- What needs to be done: Reproduce the entries that follow verbatim, down to the final line.
Start of Source information
PR #8181, opened 2023-08-30
[v2.x-forms] Fixes `CheckboxList`'s `->afterStateUpdated()` lifecycle hook

bezhanSalleh:

Dispatching change event inside the loop creates race conditions and fires the event as many times as the number of options available which makes the `state` inside the `->afterStateUpdated()` lifecycle hook inconsistent.

This PR fixes the state inconsistency without firing events by setting the state directly in one go.

Current Behavior:
before

Expected Behavior:
after

### DIFF
--- a/packages/forms/resources/views/components/checkbox-list.blade.php
+++ b/packages/forms/resources/views/components/checkbox-list.blade.php
@@ -155,7 +155,7 @@
                     wire:key="{{ $this->id }}.{{ $getStatePath() }}.{{ $field::class }}.options.{{ $optionValue }}"
                 >
                     <label
-                        class="flex items-center space-x-3 filament-forms-checkbox-list-component-option-label rtl:space-x-reverse"
+                        class="filament-forms-checkbox-list-component-option-label flex items-center space-x-3 rtl:space-x-reverse"
                         @if ($isSearchable())
                             x-show="
                                 $el.querySelector('.filament-forms-checkbox-list-component-option-label-text')
--- a/packages/forms/resources/views/components/checkbox-list.blade.php
+++ b/packages/forms/resources/views/components/checkbox-list.blade.php
@@ -58,14 +58,22 @@
             },
 
             toggleAllCheckboxes: function () {
+                updatedStates = []
                 state = ! this.areAllCheckboxesChecked
 
                 this.visibleCheckboxListOptions.forEach((checkboxLabel) => {
                     checkbox = checkboxLabel.querySelector('input[type=checkbox]')
 
                     checkbox.checked = state
-                    checkbox.dispatchEvent(new Event('change'))
+
+                    if (state) {
+                        updatedStates.push(checkbox.value);
+                    }
+
+                    this.checkIfAllCheckboxesAreChecked()
                 })
+
+                @this.set(@js($getStatePath()), updatedStates);
 
                 this.areAllCheckboxesChecked = state
             },
@@ -147,7 +155,7 @@
                     wire:key="{{ $this->id }}.{{ $getStatePath() }}.{{ $field::class }}.options.{{ $optionValue }}"
                 >
                     <label
-                        class="filament-forms-checkbox-list-component-option-label flex items-center space-x-3 rtl:space-x-reverse"
+                        class="flex items-center space-x-3 filament-forms-checkbox-list-component-option-label rtl:space-x-reverse"
                         @if ($isSearchable())
                             x-show="
                                 $el.querySelector('.filament-forms-checkbox-list-component-option-label-text')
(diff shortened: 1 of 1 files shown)


packages/forms/resources/views/components/checkbox-list.blade.php
```diff
@@ -157,9 +165,6 @@ class="filament-forms-checkbox-list-component-option-label flex items-center spa
                         @endif
                     >
                         <input
-                            @if ($isBulkToggleable())
```
danharrin, line 160: We still need this I think, so if the user toggles all manually it shows "Deselect all"

packages/forms/resources/views/components/checkbox-list.blade.php
```diff
@@ -58,15 +58,23 @@
             },
 
             toggleAllCheckboxes: function () {
+                updatedStates = []
```
danharrin: We can probably call this `updatedState`

packages/forms/resources/views/components/checkbox-list.blade.php
```diff
@@ -58,15 +58,23 @@
...
                     checkbox = checkboxLabel.querySelector('input[type=checkbox]')
 
                     checkbox.checked = state
-                    checkbox.dispatchEvent(new Event('change'))
+
+                    if (state) {
+                        updatedStates.push(checkbox.value);
+                    }
+
+                    this.checkIfAllCheckboxesAreChecked()
```
danharrin: We probably should move this outside of the loop, so it only happens once afterwards?

packages/forms/resources/views/components/checkbox-list.blade.php
```diff
@@ -58,15 +58,23 @@
...
                 })
 
+                @this.set(@js($getStatePath()), updatedStates);
```
danharrin: Let's use `$wire` here please for consistency

danharrin (changes requested):
Thanks. Could you please also do this for v3 so we maintain consistency?

packages/forms/resources/views/components/checkbox-list.blade.php
bezhanSalleh: I have tested it, since we do `this.checkIfAllCheckboxesAreChecked()` we do not need it anymore on the input.

packages/forms/resources/views/components/checkbox-list.blade.php
bezhanSalleh: Done

packages/forms/resources/views/components/checkbox-list.blade.php
bezhanSalleh: done

packages/forms/resources/views/components/checkbox-list.blade.php
bezhanSalleh: done

packages/forms/resources/views/components/checkbox-list.blade.php
danharrin: If you individually select each checkbox instead of "Select all", does it switch to "Deselect all" when you check the last one? Because I dont understand when that check would happen, `toggleAllCheckboxes` isnt run in this case

danharrin (changes requested):
Please ensure that code styling is consistent, with no `;` at the end of lines

bezhanSalleh:
> Thanks. Could you please also do this for v3 so we maintain consistency?

as i mentioned on the discord support group these changes does not fix the bug for v3.
i hoped that it would but it doesn't. in v3 when bulktoggleable is one, and when you select all, the first element is removed meaning the option with index 0 is removed from the state and when you deselect all the first element is still present in the state. So i'm outta option for v3 don't know where the state gets mutated this way. but if you still want these changes i will do it anyway so let me know.

packages/forms/resources/views/components/checkbox-list.blade.php
bezhanSalleh: yes it does, because of the `$nextTick()`

danharrin:
Maybe we should move from individual `wire:model` to one giant `$entangle`, that might solve some problems in v3

packages/forms/resources/views/components/checkbox-list.blade.php
danharrin: but init() is only run once, not after every checkbox is individually checked, right? 🤔 sorry for pushing back on this

bezhanSalleh:
> Maybe we should move from individual `wire:model` to one giant `$entangle`, that might solve some problems in v3

i didn't try entangle, was waiting for your PR to get merged in livewire first.
but maybe it should be a gaint `$entangle()`, because currently the `afterStateUpdated()` lifecylce isn't working as it should.

packages/forms/resources/views/components/checkbox-list.blade.php
bezhanSalleh: no worries, and you are right!... well i checked and it works fine... i got nothing 🙃
weird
End of Source information
- Result:
PR #8181, opened 2023-08-30
[v2.x-forms] Fixes `CheckboxList`'s `->afterStateUpdated()` lifecycle hook

bezhanSalleh:

Dispatching change event inside the loop creates race conditions and fires the event as many times as the number of options available which makes the `state` inside the `->afterStateUpdated()` lifecycle hook inconsistent.

This PR fixes the state inconsistency without firing events by setting the state directly in one go.

Current Behavior:
before

Expected Behavior:
after

### DIFF
--- a/packages/forms/resources/views/components/checkbox-list.blade.php
+++ b/packages/forms/resources/views/components/checkbox-list.blade.php
@@ -155,7 +155,7 @@
                     wire:key="{{ $this->id }}.{{ $getStatePath() }}.{{ $field::class }}.options.{{ $optionValue }}"
                 >
                     <label
-                        class="flex items-center space-x-3 filament-forms-checkbox-list-component-option-label rtl:space-x-reverse"
+                        class="filament-forms-checkbox-list-component-option-label flex items-center space-x-3 rtl:space-x-reverse"
                         @if ($isSearchable())
                             x-show="
                                 $el.querySelector('.filament-forms-checkbox-list-component-option-label-text')
--- a/packages/forms/resources/views/components/checkbox-list.blade.php
+++ b/packages/forms/resources/views/components/checkbox-list.blade.php
@@ -58,14 +58,22 @@
             },
 
             toggleAllCheckboxes: function () {
+                updatedStates = []
                 state = ! this.areAllCheckboxesChecked
 
                 this.visibleCheckboxListOptions.forEach((checkboxLabel) => {
                     checkbox = checkboxLabel.querySelector('input[type=checkbox]')
 
                     checkbox.checked = state
-                    checkbox.dispatchEvent(new Event('change'))
+
+                    if (state) {
+                        updatedStates.push(checkbox.value);
+                    }
+
+                    this.checkIfAllCheckboxesAreChecked()
                 })
+
+                @this.set(@js($getStatePath()), updatedStates);
 
                 this.areAllCheckboxesChecked = state
             },
@@ -147,7 +155,7 @@
                     wire:key="{{ $this->id }}.{{ $getStatePath() }}.{{ $field::class }}.options.{{ $optionValue }}"
                 >
                     <label
-                        class="filament-forms-checkbox-list-component-option-label flex items-center space-x-3 rtl:space-x-reverse"
+                        class="flex items-center space-x-3 filament-forms-checkbox-list-component-option-label rtl:space-x-reverse"
                         @if ($isSearchable())
                             x-show="
                                 $el.querySelector('.filament-forms-checkbox-list-component-option-label-text')
(diff shortened: 1 of 1 files shown)


packages/forms/resources/views/components/checkbox-list.blade.php
```diff
@@ -157,9 +165,6 @@ class="filament-forms-checkbox-list-component-option-label flex items-center spa
                         @endif
                     >
                         <input
-                            @if ($isBulkToggleable())
```
danharrin, line 160: We still need this I think, so if the user toggles all manually it shows "Deselect all"

packages/forms/resources/views/components/checkbox-list.blade.php
```diff
@@ -58,15 +58,23 @@
             },
 
             toggleAllCheckboxes: function () {
+                updatedStates = []
```
danharrin: We can probably call this `updatedState`

packages/forms/resources/views/components/checkbox-list.blade.php
```diff
@@ -58,15 +58,23 @@
...
                     checkbox = checkboxLabel.querySelector('input[type=checkbox]')
 
                     checkbox.checked = state
-                    checkbox.dispatchEvent(new Event('change'))
+
+                    if (state) {
+                        updatedStates.push(checkbox.value);
+                    }
+
+                    this.checkIfAllCheckboxesAreChecked()
```
danharrin: We probably should move this outside of the loop, so it only happens once afterwards?

packages/forms/resources/views/components/checkbox-list.blade.php
```diff
@@ -58,15 +58,23 @@
...
                 })
 
+                @this.set(@js($getStatePath()), updatedStates);
```
danharrin: Let's use `$wire` here please for consistency

danharrin (changes requested):
Thanks. Could you please also do this for v3 so we maintain consistency?

packages/forms/resources/views/components/checkbox-list.blade.php
bezhanSalleh: I have tested it, since we do `this.checkIfAllCheckboxesAreChecked()` we do not need it anymore on the input.

packages/forms/resources/views/components/checkbox-list.blade.php
bezhanSalleh: Done

packages/forms/resources/views/components/checkbox-list.blade.php
bezhanSalleh: done

packages/forms/resources/views/components/checkbox-list.blade.php
bezhanSalleh: done

packages/forms/resources/views/components/checkbox-list.blade.php
danharrin: If you individually select each checkbox instead of "Select all", does it switch to "Deselect all" when you check the last one? Because I dont understand when that check would happen, `toggleAllCheckboxes` isnt run in this case

danharrin (changes requested):
Please ensure that code styling is consistent, with no `;` at the end of lines

bezhanSalleh:
> Thanks. Could you please also do this for v3 so we maintain consistency?

as i mentioned on the discord support group these changes does not fix the bug for v3.
i hoped that it would but it doesn't. in v3 when bulktoggleable is one, and when you select all, the first element is removed meaning the option with index 0 is removed from the state and when you deselect all the first element is still present in the state. So i'm outta option for v3 don't know where the state gets mutated this way. but if you still want these changes i will do it anyway so let me know.

packages/forms/resources/views/components/checkbox-list.blade.php
bezhanSalleh: yes it does, because of the `$nextTick()`

danharrin:
Maybe we should move from individual `wire:model` to one giant `$entangle`, that might solve some problems in v3

packages/forms/resources/views/components/checkbox-list.blade.php
danharrin: but init() is only run once, not after every checkbox is individually checked, right? 🤔 sorry for pushing back on this

bezhanSalleh:
> Maybe we should move from individual `wire:model` to one giant `$entangle`, that might solve some problems in v3

i didn't try entangle, was waiting for your PR to get merged in livewire first.
but maybe it should be a gaint `$entangle()`, because currently the `afterStateUpdated()` lifecylce isn't working as it should.

packages/forms/resources/views/components/checkbox-list.blade.php
bezhanSalleh: no worries, and you are right!... well i checked and it works fine... i got nothing 🙃
weird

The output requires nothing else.